▸ **PROBLEM**
Keep only the lines of the material below that contain the word "muddle". Copy those lines.

▸ **STUDY MATERIAL**
□ □ □

PR #597, opened 2016-04-18
(MODULES-3271) Ensure that is_email_address works on unsupported rubies

DavidS:


DavidS:
Merged as #598 into the release branch. will get to master from there

PR #600, opened 2016-04-26
Add the default value to the "loadyaml" function

dmitryilyin:
This value will be returned if the is no file to load or a file could not be parsed.
It's similar to the "parseyaml" function's default value.

Add the "loadjson" function too.

### DIFF
--- a/README.markdown
+++ b/README.markdown
@@ -660,10 +660,40 @@ Returns the keys of a hash as an array. *Type*: rvalue.
 
 #### `loadyaml`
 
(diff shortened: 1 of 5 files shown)


dmitryilyin:
ping

jonnytpuppet:
@bmjen This PR looks good to me. Do you think we can merge this or would this be a breaking change?

bmjen:
This looks fine. It does not appear backwards incompatible, as any incorrect call to `loadyaml` without a default will still yield the same result.

Thanks for the contribution @dmitryilyin !

PR #601, opened 2016-04-27
(MODULES-1439) Adds any2bool function

petems:
* Basically a combination of `string2bool` and `num2bool`

So there's a request for this to be added to stdlib (https://tickets.puppetlabs.com/browse/MODULES-1439).

Questions:

* Do we want to muddle the waters by the string casting to numeric part to the check? So should '-1' be true because it's a string, or false because when num2bool its false?
* There's already a `any2bool` as part of [puppi](https://github.com/example42/puppi/blob/master/lib/puppet/parser/functions/any2bool.rb), should we give this a different name?

### DIFF
--- a/spec/functions/any2bool_spec.rb
+++ b/spec/functions/any2bool_spec.rb
@@ -1,0 +1,42 @@
+require 'spec_helper'
+
+describe 'any2bool' do
+  it { is_expected.not_to eq(nil) }
+  it { is_expected.to run.with_params().and_raise_error(Puppet::ParseError, /wrong number of arguments/i) }
+
+  it { is_expected.to run.with_params(true).and_return(true) }
+  it { is_expected.to run.with_params(false).and_return(false) }
+
+  it { is_expected.to run.with_params('1.5').and_return(true) }
+
+  describe 'when testing stringy values that mean "true"' do
+    [ 'TRUE','1', 't', 'y', 'true', 'yes'].each do |value|
+      it { is_expected.to run.with_params(value).and_return(true) }
+    end
+  end
+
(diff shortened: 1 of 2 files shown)


hunner:
> Do we want to muddle the waters by the string casting to numeric part to the check? So should '-1' be true because it's a string, or false because when num2bool its false?
Sure, that makes it work on puppet 3 and 4 the same way.

> There's already a any2bool as part of puppi, should we give this a different name?
I think that puppi's purpose is different from stdlib's purpose, so example42 can do namespacing as needed similar to when functions migrate from other modules to stdlib. Thanks for catching that!

nibalizer:
+1

bmjen:
Thanks @petems !

nibalizer:
Note that we need to call out the puppi incompatibility in the changelog for the next release.

petems:
👍

spec/functions/any2bool_spec.rb
```diff
@@ -0,0 +1,42 @@
...
+  it { is_expected.to run.with_params('1.5').and_return(true) }
+
+  describe 'when testing stringy values that mean "true"' do
+    [ 'TRUE','1', 't', 'y', 'true', 'yes'].each do |value|
+      it { is_expected.to run.with_params(value).and_return(true) }
+    end
+  end
+
+  describe 'when testing stringy values that mean "false"' do
+    [ 'FALSE','', '0', 'f', 'n', 'false', 'no', 'undef', 'undefined', nil, :undef ].each do |value|
```
igalic: 'off' would also be good :D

□ □ □

▸ **EXERCISE SOLUTION**
* Do we want to muddle the waters by the string casting to numeric part to the check? So should '-1' be true because it's a string, or false because when num2bool its false?
> Do we want to muddle the waters by the string casting to numeric part to the check? So should '-1' be true because it's a string, or false because when num2bool its false?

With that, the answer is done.